Am Wochenende bieten 55 Essstände wieder kulinarische Spezialitäten am Streetfood-Festival an. (Bild: Michel Canonica (3. Juni 2016))

Das erste Streetfood-Festival in St. Gallen war 2016 ein Publikumserfolg: Satte 20 000 Besucherinnen und Besucher zogen die mobilen Essstände rund um die Pädagogische Hochschule St. Gallen (PHSG) und das Spelterini-Schulhaus an. So viele, dass sich die Veranstalter für eine Reprise entschieden haben. Ab morgen Freitag, 17.30 Uhr, können im Museumsquartier wieder Köstlichkeiten aus aller Welt probiert werden.

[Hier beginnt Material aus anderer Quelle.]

PR #133, opened 2020-05-28
Updated merge statement to avoid duplicates

schalkva:
Changed merges to avoid duplicate PK rows in the replica table caused by rapid inserts and updates on the same PK

### DIFF
--- a/v2/cdc-parent/cdc-change-applier/src/main/java/com/google/cloud/dataflow/cdc/applier/MergeStatementBuildingFn.java
+++ b/v2/cdc-parent/cdc-change-applier/src/main/java/com/google/cloud/dataflow/cdc/applier/MergeStatementBuildingFn.java
@@ -143,8 +143,8 @@ public class MergeStatementBuildingFn
       "ON %s ",
       "WHEN MATCHED AND changelog.operation = \"DELETE\" ",
       "THEN DELETE ",
-      "WHEN MATCHED THEN %s ",
-      "WHEN NOT MATCHED BY TARGET AND changelog.operation != \"DELETE\" THEN %s");
+      "WHEN MATCHED AND changelog.operation = \"UPDATE\" THEN %s ",
+      "WHEN NOT MATCHED BY TARGET AND changelog.operation = \"INSERT\" THEN %s");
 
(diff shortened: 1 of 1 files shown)


v2/cdc-parent/cdc-change-applier/src/main/java/com/google/cloud/dataflow/cdc/applier/MergeStatementBuildingFn.java
```diff
@@ -1,241 +1,241 @@
...
+      "CREATE TABLE IF NOT EXISTS `%s.%s.%s` ");
+
+  static final String MERGE_REPLICA_WITH_CHANGELOG_TABLES = String.join("",
+      "MERGE `%s.%s.%s` AS replica ",
+      "USING (%s) AS changelog ",
+      "ON %s ",
+      "WHEN MATCHED AND changelog.operation = \"DELETE\" ",
+      "THEN DELETE ",
+      "WHEN MATCHED AND changelog.operation = \"UPDATE\" THEN %s ",
+      "WHEN NOT MATCHED BY TARGET AND changelog.operation = \"INSERT\" THEN %s");
```
pabloem, line 147: In this case, we can have a INSERT then UPDATE of the same primary key before a merge occurs. When this happens, we'll have no match on the target, but `operation == INSERT => FALSE` - and the action we actually want to do is to insert.

schalkva:
@pabloem, I'm putting this on hold for the moment. 
If I understand the usage of the timestampMS field correctly, does it map to the Debezium payloady ts_ms field?

pabloem:
that's correct @schalkva

schalkva:
@pabloem, so what I'm seeing is that the different operations collected within the same event batch gets added with the same timestamp. If a primary key has multiple events in the same batch you end up with duplicates. I can workaround this by changing the column used in the max function for the specific case I'm working on but I'm trying to figure out a solution that can be applied to more situations.  I'm not too familiar with the Debezium connector but I did notice GTID's can be included in the payload. If the payload merely contains the UUID and transaction ID, then max ts_ms and transaction ID on the PK could potentially be used to workaround the duplicates. However if it's the UUID with the transaction set it was contained within then it might not be as useful.

PR #136, opened 2020-06-02
Fix for missing table whitelist in Dataflow CDC Example

nbali:


v2/cdc-parent/cdc-embedded-connector/src/main/java/com/google/cloud/dataflow/cdc/connector/DebeziumMysqlToPubSubDataSender.java
```diff
@@ -109,6 +109,7 @@ public DebeziumMysqlToPubSubDataSender(
         .with("database.password", this.mysqlUserPassword)
         .with("database.server.name", mysqlDatabaseInstanceName)
         .with("decimal.handling.mode", "string")
+        .with(MySqlConnectorConfig.TABLE_WHITELIST, dbzWhitelistedTables)
```
pabloem, line 112: Can you add the argument conditionally? So that if no tables are whitelisted, all tables will be allowed[1]

[1] https://debezium.io/documentation/reference/1.1/connectors/mysql.html

nbali: Done.

PR #143, opened 2020-06-13
Add option for write disposition in TextIOToBigQuery

gustavoatt:
Make write disposition configurable in the `TextIOToBigQuery` DataFlow template. This should allow users to define whether tables are truncated or appended when there is data already on the output table.

@sabhyankar

### DIFF
--- a/src/main/java/com/google/cloud/teleport/templates/TextIOToBigQuery.java
+++ b/src/main/java/com/google/cloud/teleport/templates/TextIOToBigQuery.java
@@ -30,6 +30,7 @@ import org.apache.beam.sdk.io.TextIO;
 import org.apache.beam.sdk.io.gcp.bigquery.BigQueryIO;
 import org.apache.beam.sdk.io.gcp.bigquery.BigQueryIO.Write.CreateDisposition;
 import org.apache.beam.sdk.io.gcp.bigquery.BigQueryIO.Write.WriteDisposition;
+import org.apache.beam.sdk.options.Default;
 import org.apache.beam.sdk.options.Description;
 import org.apache.beam.sdk.options.PipelineOptionsFactory;
 import org.apache.beam.sdk.options.Validation;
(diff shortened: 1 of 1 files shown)


src/main/java/com/google/cloud/teleport/templates/TextIOToBigQuery.java
```diff
@@ -147,7 +154,7 @@ public TableSchema apply(String jsonPath) {
                         }))
                 .to(options.getOutputTable())
                 .withCreateDisposition(CreateDisposition.CREATE_IF_NEEDED)
-                .withWriteDisposition(WriteDisposition.WRITE_APPEND)
+                .withWriteDisposition(options.getWriteDisposition())
```
sabhyankar, line 157: Since the WriteDisposition method for BigQueryIO does not support a [ValueProvider](https://cloud.google.com/dataflow/docs/guides/templates/creating-templates#runtime-parameters-and-the-valueprovider-interface), the value provided at template creation time is the value used at runtime as well. I.e Even with this patch, the WriteDisposition will always be write_append. 

You could test this by creating a template and then attempting to _run the template_ with different options for this Enum.

gustavoatt: Ohh that makes sense. 

So the only way to allow passing a runtime parameter to determine write disposition would be to add a method in `BigQueryIO` that takes a `ValueProvider<WriteDisposition>` correct?

sabhyankar: That is one possible option. The other option (preferred) would be to convert this pipeline to a Flex template (see [file-format-conversion](https://github.com/GoogleCloudPlatform/DataflowTemplates/tree/master/v2/file-format-conversion) as an example). 

I would be happy to review and get that PR merged if you are interested in opening one.

gustavoatt: Sounds good, I'll work on that PR. It does sound like Flex templates are the way to go in this case 👍

sabhyankar: sgtm! Feel free to open a separate PR once you are ready.

PR #145, opened 2020-06-18
added pubsub-to-cloudstorage template based on subscription with compression

nickcarenza:
This is an extension to the PubsubToText template that uses a named subscription as input instead of a topic and supports compression on write.

### DIFF
--- a/src/main/java/com/google/cloud/teleport/templates/PubSubToCloudStorageCompressed.java
+++ b/src/main/java/com/google/cloud/teleport/templates/PubSubToCloudStorageCompressed.java
@@ -1,0 +1,222 @@
+/*
+ * Copyright (C) 2018 Google Inc.
+ *
+ * Licensed under the Apache License, Version 2.0 (the "License"); you may not
+ * use this file except in compliance with the License. You may obtain a copy of
+ * the License at
+ *
+ * http://www.apache.org/licenses/LICENSE-2.0
+ *
+ * Unless required by applicable law or agreed to in writing, software
+ * distributed under the License is distributed on an "AS IS" BASIS, WITHOUT
+ * WARRANTIES OR CONDITIONS OF ANY KIND, either express or implied. See the
+ * License for the specific language governing permissions and limitations under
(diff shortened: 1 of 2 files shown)


src/main/java/com/google/cloud/teleport/templates/PubSubToCloudStorageCompressed.java
```diff
@@ -0,0 +1,222 @@
...
+            options.getWindowDuration() + " Window",
+            Window.into(FixedWindows.of(DurationUtils.parseDuration(options.getWindowDuration()))))
+
+        // Apply windowed file writes. Use a NestedValueProvider because the filename
+        // policy requires a resourceId generated from the input value at runtime.
+        .apply(
+            "Write File(s)",
+            TextIO.write()
+                .withWindowedWrites()
+                .withCompression(options.getCompression())
```
sabhyankar, line 182: Since compression does not have a ValueProvider, the pipeline would use the static value available at _compile time_. This would not be something that the user can change at _runtime_. i.e For example, if the template were compiled with a compression value of GZIP, then the template would always use GZIP as the compression regardless of what is specified at runtime.

nickcarenza: Oooh I see now. Thank you I will update compression to use the a provider.

nickcarenza:
> Thank you for the PR! Given that these template would closely resemble the existing Pub/Sub to Text template with the addition of --subscription and --compression support, I would suggest creating a [Flex template](https://github.com/GoogleCloudPlatform/DataflowTemplates/tree/master/v2) that would be **backward compatible** and provide these two additional options.
> 
> We could then deprecate and eventually remove the older template.
> 
> I would be happy to review and help merge a PR if you were interested in opening one for converting this to a Flex template.

Thank you. I will resubmit this as a Flex template as you suggested.

sabhyankar:
Thanks! Closing this based on the previous comment.

PR #146, opened 2020-06-22
To allow whitelistedtables as regex

gkstechie:
Debezium allows whitelisted tables as patterns/regex so this small piece of code/change set will allow only if tables matched with whitelisted patterns/regex.


pabloem:
Have you tested this? I think this may not work because we're also passing the whitelisted tables to debezium. Just confirming - have you tested this? You can skip passing them to debezium in the table.whitelist property, and then this should work.

gkstechie:
@pabloem  yes I've tested that. Debezium supports whitelisted tables as patterns by default in the same parameter.

PR #159, opened 2020-08-13
Add support for custom DateTime patterns for WindowedFilenamePolicy class

### LINKED ISSUE #155: Cloud_PubSub_to_GCS_Text replaces `mm` in path
`recommendation` becomes `reco00endation`, `reco05endation`, ... when using the following template:

`gs://dataflow-templates/2020-07-13-00_RC00/Cloud_PubSub_to_GCS_Text`

melbrodrigues:
Allows WindowedFilenamePolicy class to use a custom DateTime pattern for the output directory.

Resolves #155

### DIFF
--- a/src/main/java/com/google/cloud/teleport/io/WindowedFilenamePolicy.java
+++ b/src/main/java/com/google/cloud/teleport/io/WindowedFilenamePolicy.java
@@ -16,6 +16,10 @@
 
 package com.google.cloud.teleport.io;
 
+import static org.apache.beam.vendor.guava.v26_0_jre.com.google.common.base.Preconditions.checkArgument;
+
+import com.google.auto.value.AutoValue;
+import javax.annotation.Nullable;
 import org.apache.beam.sdk.io.DefaultFilenamePolicy;
 import org.apache.beam.sdk.io.FileBasedSink.FilenamePolicy;
 import org.apache.beam.sdk.io.FileBasedSink.OutputFileHints;
@@ -27,6 +31,7 @@ import org.apache.beam.sdk.options.ValueProvider.StaticValueProvider;
 import org.apache.beam.sdk.transforms.windowing.BoundedWindow;
 import org.apache.beam.sdk.transforms.windowing.IntervalWindow;
 import org.apache.beam.sdk.transforms.windowing.PaneInfo;
+import org.apache.beam.vendor.guava.v26_0_jre.com.google.common.base.MoreObjects;
 import org.joda.time.DateTime;
 import org.joda.time.format.DateTimeFormat;
 import org.joda.time.format.DateTimeFormatter;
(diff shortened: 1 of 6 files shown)


src/main/java/com/google/cloud/teleport/io/WindowedFilenamePolicy.java
```diff
@@ -137,22 +156,37 @@ public ResourceId unwindowedFilename(
...
     if (window instanceof IntervalWindow) {
       IntervalWindow intervalWindow = (IntervalWindow) window;
       DateTime time = intervalWindow.end().toDateTime();
       String outputPath = outputDirectory.toString();
-      outputPath = outputPath.replace("YYYY", YEAR.print(time));
-      outputPath = outputPath.replace("MM", MONTH.print(time));
-      outputPath = outputPath.replace("DD", DAY.print(time));
-      outputPath = outputPath.replace("HH", HOUR.print(time));
-      outputPath = outputPath.replace("mm", MINUTE.print(time));
+      String customDateTimePattern = pattern.get();
```
sabhyankar, line 171: Can this never be null?

src/main/java/com/google/cloud/teleport/io/WindowedFilenamePolicy.java
```diff
@@ -137,22 +156,37 @@ public ResourceId unwindowedFilename(
...
+    
+      if (customDateTimePattern.equals("")) {
```
sabhyankar, line 173: You would get an NPI if customDatetimePattern is a null.

src/main/java/com/google/cloud/teleport/io/WindowedFilenamePolicy.java
```diff
@@ -137,22 +156,37 @@ public ResourceId unwindowedFilename(
...
+        outputPath = outputPath.replace("YYYY", YEAR.print(time));
+        outputPath = outputPath.replace("MM", MONTH.print(time));
+        outputPath = outputPath.replace("DD", DAY.print(time));
+        outputPath = outputPath.replace("HH", HOUR.print(time));
+        outputPath = outputPath.replace("mm", MINUTE.print(time));
```
sabhyankar, line 178: I think what we need is a way for the user to override what the pattern would be for each of the 5 components (year, month, day, hour and minute).

For example, a user may specify that the replacement pattern for minute should be `mx` instead of the default `mm`.

melbrodrigues:
> Take a look at the review comments. My suggestion would be to look at a builder/fluent pattern so as to not make the constructor look unweildy.
> 
> You could look at an example of the pattern [here](https://github.com/apache/beam/blob/2def4cc32188e8ea1128e72bce57e99c398a6bd2/sdks/java/io/splunk/src/main/java/org/apache/beam/sdk/io/splunk/SplunkIO.java#L179-L247).

@sabhyankar Okay I'll change this to use a builder pattern.

Do I need to add a second builder to accept `String` values as well or just one that accepts `ValueProvider<String>` would suffice? The current constructor that accepts `String` values is not being used anywhere.

src/main/java/com/google/cloud/teleport/io/WindowedFilenamePolicy.java
melbrodrigues: What should the input format for this option be? A comma separated String of the overridden values? Something like `mm=mx,HH=hx`...

src/main/java/com/google/cloud/teleport/io/WindowedFilenamePolicy.java
melbrodrigues: I was setting an empty String as the default value for customDateTimePattern. Added a check now to avoid the NPE.

src/main/java/com/google/cloud/teleport/io/WindowedFilenamePolicy.java
sabhyankar: The fluent builder pattern can have methods that allow us to override the patterns for each of these. So something like this:

```
WindowedFilenamePolicy policy = WindowedFilenamePolicy.of(<existing_input_params>);
...
// Override minute pattern from default "mm" to "xx"
policy.setMinutePattern("xx");

// Override day pattern from default "DD" to "ZZ"
policy.setDayPattern("ZZ");

```

melbrodrigues: So does this mean each template that uses the `WindowedFilenamePolicy` class would have to have a separate input parameter for each Date component? Like:
```
WindowedFilenamePolicy.newBuilder()
                      .withOutputDirectory(options.getOutputDirectory())
                      .withOutputFilenamePrefix(options.getOutputFilenamePrefix())
                      .withShardTemplate(options.getOutputShardTemplate())
                      .withSuffix(options.getOutputFilenameSuffix())
                      .withYearPattern(options.getYearPattern())
                      .withMonthPattern(options.getMonthPattern()) // and so on
                      .build();
```  
\
Currently, I've changed the class to use the Builder pattern as follows: 
(assuming we're taking all the patterns to be overridden in one input parameter `--customDateTimePattern` from the user)

```
WindowedFilenamePolicy.newBuilder()
                      .withOutputDirectory(options.getOutputDirectory())
                      .withOutputFilenamePrefix(options.getOutputFilenamePrefix())
                      .withShardTemplate(options.getOutputShardTemplate())
                      .withSuffix(options.getOutputFilenameSuffix())
                      .withPattern(options.getCustomDateTimePattern())
                      .build();
```

What should the format for `options.getCustomDateTimePattern()` be?

src/main/java/com/google/cloud/teleport/io/WindowedFilenamePolicy.java
```diff
@@ -38,60 +42,273 @@
...
-  /** The prefix of the file to output. */
-  private final ValueProvider<String> outputFilenamePrefix;
-  /** The filename suffix. */
-  private final ValueProvider<String> suffix;
-  /** The shard template used during file formatting. */
-  private final ValueProvider<String> shardTemplate;
-
+  
+  /** The default shard template used during file formatting. */
+  private static final String DEFAULT_SHARD_TEMPLATE = "W-P-SS-of-NN";
```
sabhyankar, line 51: Why do we need a default template given that we didnt have one earlier?

src/main/java/com/google/cloud/teleport/io/WindowedFilenamePolicy.java
```diff
@@ -38,60 +42,273 @@
...
+  
+  /** The default filename suffix */
+  private static final String DEFAULT_SUFFIX = "";
+  
+  /** The default filename prefix */
+  private static final String DEFAULT_PREFIX = "output";
```
sabhyankar, line 57: Same here - Why would this be needed now?

src/main/java/com/google/cloud/teleport/io/WindowedFilenamePolicy.java
```diff
@@ -38,60 +42,273 @@
...
+  
+  public static WindowedFilenamePolicy newBuilder() {
+    return new AutoValue_WindowedFilenamePolicy.Builder().build();
+  }
```
sabhyankar, line 61: A newBuilder() should return a Builder and not the actual annotated class.

src/main/java/com/google/cloud/teleport/io/WindowedFilenamePolicy.java
```diff
@@ -38,60 +42,273 @@
...
+  abstract ValueProvider<String> outputFilenamePrefix();
+  
+  @Nullable
+  abstract ValueProvider<String> shardTemplate();
+  
+  @Nullable
+  abstract ValueProvider<String> suffix();
+  
+  @Nullable
+  abstract ValueProvider<String> year();
```
sabhyankar, line 76: I prefer we call this (and below) yearPattern() so as to make it less ambiguous.

src/main/java/com/google/cloud/teleport/io/WindowedFilenamePolicy.java
```diff
@@ -38,60 +42,273 @@
...
+  @Nullable
+  abstract ValueProvider<String> day();
+  
+  @Nullable
+  abstract ValueProvider<String> hour();
+  
+  @Nullable
+  abstract ValueProvider<String> minute();
+  
+  abstract Builder toBuilder();
```
sabhyankar, line 90: Why do we have both a toBuilder() and a newBuilder()?

src/main/java/com/google/cloud/teleport/io/WindowedFilenamePolicy.java
```diff
@@ -137,22 +378,70 @@ public ResourceId unwindowedFilename(
...
+      String dayPattern = "DD";
+      String hourPattern = "HH";
+      String minutePattern = "mm";
+  
+      // Use a custom pattern, if provided.
+      if (year() != null) {
+        if (year().get() != null) {
+          yearPattern = year().get();
+        }
+      }
```
sabhyankar, line 406: Do you think it would be useful to log this at a debug level perhaps? At most we have a log every minute? See how this is done using MoreObjects.firstNotNull

https://github.com/apache/beam/blob/aa345dbeb9f6bdb36f5acf0fb8958777253acd51/sdks/java/io/splunk/src/main/java/org/apache/beam/sdk/io/splunk/SplunkEventWriter.java#L119-L129

sabhyankar (dismissed):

Hobbyköche und Känguru-Sandwich

Neben Freitagabend haben die Essensstände auch Samstag und Sonntag, jeweils von 11.30 Uhr bis Mitternacht, geöffnet. Mit dabei sind dieses Jahr 55 Essensstände, die Spezialitäten aus allen Kontinenten anbieten. Da gibt’s die berühmten Fritten aus den Niederlanden, Burger aus den USA und, im letzten Jahr zumindest, sogar Känguru-Sandwiches aus Down Under. Neben normalen Menus bieten alle Stände auch Probier-Portionen an, damit die Festivalbesucher möglichst vieles probieren können. Vom Profi-Foodtruck bis zum Hobbykoch ist auch dieses Jahr wieder die ganze Bandbreite an Strassenkulinarik vertreten. Sollte es regnen, werden auch gedeckte Sitzplätze angeboten.

Eine Bier-Probier-Bar und ein Kinderpark

Auf Besucher warten dieses Jahr auch einige Neuerungen. Strassenkünstler treten auf, ein eigens entworfener Mehrwegbecher kommt erstmals zum Einsatz. Neu können Bierliebhaber an der «Beer-Tasting-Bar» verweilen. Auch gegen Food Waste gehen die Veranstalter dieses Jahr vor. Alle übriggebliebenen Speisen werden vor der Tonne gerettet und in Zusammenarbeit mit der Junior Chamber International an Bedürftige gespendet. Auf dem Festgelände, das sich von der PHSG bis zum Spelterini-Schulhaus erstreckt, findet sich auch eine «Erlebniswelt» eines Automobilherstellers und ein Kinderland eines Detailhändlers.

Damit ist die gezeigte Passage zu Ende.